Гонка коротко усмехнулся.

Оба отряда быстро свернули лагерь и выступили в поход под прикрытием пятидесяти онейда и могауков. Шли медленно, отчасти из-за необходимости соблюдать тишину, отчасти из-за того, что приходилось нести тяжелые плоты.

Заключительный этап был пройден безо всяких происшествий, и поздно вечером разведчики онейда доложили, что отряд подошел вплотную к реке.

Гонка, Сун-ай-йи, Пепперелл, Уилсон и Ренно притаились за деревьями, чтобы их не могли заметить с северного берега.

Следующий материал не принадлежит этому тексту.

Issue #798, opened 2018-10-03
possible to include at least a little Scala.js stuff?


SethTisue:
as I wrote at https://github.com/scala/bug/issues/11174 :

>> Actually is it still the case that you can't use Scala.JS in the community build?

> We've historically been reluctant to expand the scope of the community build to include the Scala.js ecosystem, not primarily for technical reasons, but primarily because the community build already consumes a lot of engineering resources so we have to be skeptical of any further expansions of scope. But perhaps we could at least include a handful of things?

/cc @sjrd @japgolly

nafg:
Isn't it well worth it? Scala.js is a major part of the scala ecosystem nowadays.

ngbinh:
Please do. Scala.js and scala.js react plays a vital role in our tech stack.

SethTisue:
first stab at #799 

@nafg time and money are finite, these "worth it" judgements are extremely hard to make. it is clearly desirable, yes, there's no question. but for every thing we take on at Lightbend or the Scala Center or LAMP, there's 10 or 100 other things we can't take on that are also desirable

SethTisue:
P.S. note that we have enough capacity on our Jenkins, that isn't the issue. so if somebody in the community wants to put together a Scala.js community build config file, to be community-maintained going forward, I'd be happy to make a Jenkins job for it, assuming the dbuild issue we're hitting at #799 can be resolved (which is unclear)

ngbinh:
@SethTisue are there any guide on how to help to add more projects to the community build? I would love to help if I can

SethTisue:
@ngbinh yup, lots of docs in https://github.com/scala/community-builds/wiki

SethTisue:
see Toni's remarks at 
https://github.com/scala/community-builds/pull/799#issuecomment-429091848 about the technical feasibility and required effort level of this

SethTisue:
some previous discussion on this at https://github.com/lightbend/dbuild/issues/193

SethTisue:
it seems unlikely this will progress, unless new impetus comes from outside. I don't think the ticket needs to stay open

SethTisue:
we ended up removing even Scala.js itself (see #1009), instead accomplishing equivalent testing here: https://github.com/scala-js/scala-js-test-scala-nightly

ticket on the possibility of taking that approach further: https://github.com/scala-js/scala-js-test-scala-nightly/issues/1

PR #799, opened 2018-10-10
[WIP] add scalajs-react

SethTisue:
references #798.  /cc @sjrd @japgolly


SethTisue:
queued: 
https://scala-ci.typesafe.com/view/scala-2.12.x/job/scala-2.12.x-integrate-community-build/3626/consoleFull

SethTisue:
in local test, the scalajs-react "core" project builds, but then when it tries to build "extra",

```
[scalajs-react] [warn] 	::::::::::::::::::::::::::::::::::::::::::::::
[scalajs-react] [warn] 	::          UNRESOLVED DEPENDENCIES         ::
[scalajs-react] [warn] 	::::::::::::::::::::::::::::::::::::::::::::::
[scalajs-react] [warn] 	:: com.github.japgolly.scalajs-react#core;1.3.2-dbuildx0ea4fff6fa5190a90a767f4c9af744e43fc61d0e: not found
[scalajs-react] [warn] 	::::::::::::::::::::::::::::::::::::::::::::::
```

I saw the same pattern in scala-js-dom, where building "root" works, but trying to build "extra" fails to find the dependency on the thing "root" published

@cunei it's tantalizing, it seems like this might be thiiiiiiiis close to working. any clue what's going on here?

cunei:
Hi @SethTisue, I investigated the matter a while back. If I remember correctly, the issue is in the generation of version numbers by Scala.js, which appends to the version some additional string in order to distinguish the JavaScript artifacts from the Java ones; I seem to remember that classifiers are involved, but I might be mistaken. While changing version numbers, dbuild does not know that the suffix is supposed to be part of the artifact name, and builds the artifact id in a manner that is not the same that Scala.js expects. Adding the needed support for Scala.js in dbuild is feasible, but requires handling Scala.js artifact names in an ad-hoc manner, meaning that some more code is needed.
Adding Scala.js support has not been a priority for the past few years; if you think that adding support would be important, you should ask for some development time to be devoted to that. A fair estimate would one to two weeks.

japgolly:
Hey @SethTisue, thanks for setting this up. LGTM

configs/community.dbuild
```diff
@@ -411,1940 +222,28 @@ build += {
...
-    name: "circe"
-    uri:  ${vars.uris.circe-uri}
-    extra.sbt-version: ${vars.sbt-1-version}
-    extra.projects: [
-      // easy
-      "coreJVM", "numbersJVM"
-      // harder
-      "jawn"
-      // bunch more stuff that all depends on jawn
-      "parserJ
```
japgolly, line 246: Can I ask, what's the reason for excluding these? Is it to save build time?

SethTisue: this is an include list, not an exclude list. `extra.projects` is include, `extra.exclude` is exclude.

typically we include what downstream projects actually depend on, and then the rest is gravy (we include or not based on some estimate of cost/benefit. most often the cost has to do with maintenance effort, not build time)

SethTisue: (btw I'm always happy, if someone asks, to add a comment to the config file clarifying a decision of this sort. you'll see there are already many such comments, but also many places where they are missing.)

japgolly: Ok cool thanks for clarifying. Can I confirm also that `test:compile` is run on the included projects? If it is then exclusion of the `gh-pages` module here is fine but if not; well preferably we'd switch it on for scalajs-react but if that's unfeasible for whatever reason then enabling `gh-pages` module would be the second-most valuable thing.

SethTisue: > Can I confirm also that `test:compile` is run on the included projects?

not only that, but `test:test`, too

japgolly: Awesome! Cheers

smarter:
> if you think that adding support would be important, you should ask for some development time to be devoted to that. A fair estimate would one to two weeks.

Is there anything that non-Lightbend people can do to encourage/help prioritize that ? Do +1 on https://github.com/scala/community-builds/issues/798 count ? I believe that this would be well worth the effort.

SethTisue:
> Is there anything that non-Lightbend people can do to encourage/help prioritize that ? Do +1 on #798 count ? I believe that this would be well worth the effort.

the one thing I can definitely say, that I've said in public a couple times before, is that any current or potential Lightbend customers with a commercial interest in Scala.js should definitely communicate that interest to the business and/or sales sides of Lightbend.

whether there are _other_ avenues by which this could be encouraged and helped, I really just don't know, it's above my pay grade, so to speak. regardless, I'd personally love to see this happen and I remain optimistic about it (as, admittedly, I have been for a long time now).

closing for now, just because I don't like to leave pull requests open indefinitely.

@cunei would it be worth asking @sjrd if he sees some way to work around this? I'm not clear enough on the artifact naming issue to know whether the suggestion even makes sense.

it would be valuable even if the workaround only worked for projects immediately downstream from Scala.js, we could worry later about whether it supported, for example, including projects which (for example) depended on scalajs-react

Туман постепенно сгущался над рекой, и вскоре Квебек почти исчез в дымке. Уильям Пепперелл тихо, но искренне принес извинения Гонке. Сосредоточив все внимание на дальнем берегу, великий сахем кивнул. Охваченный благоговением, Ренно тоже вгляделся в туман над водой. Он никогда не предполагал о существовании такого места.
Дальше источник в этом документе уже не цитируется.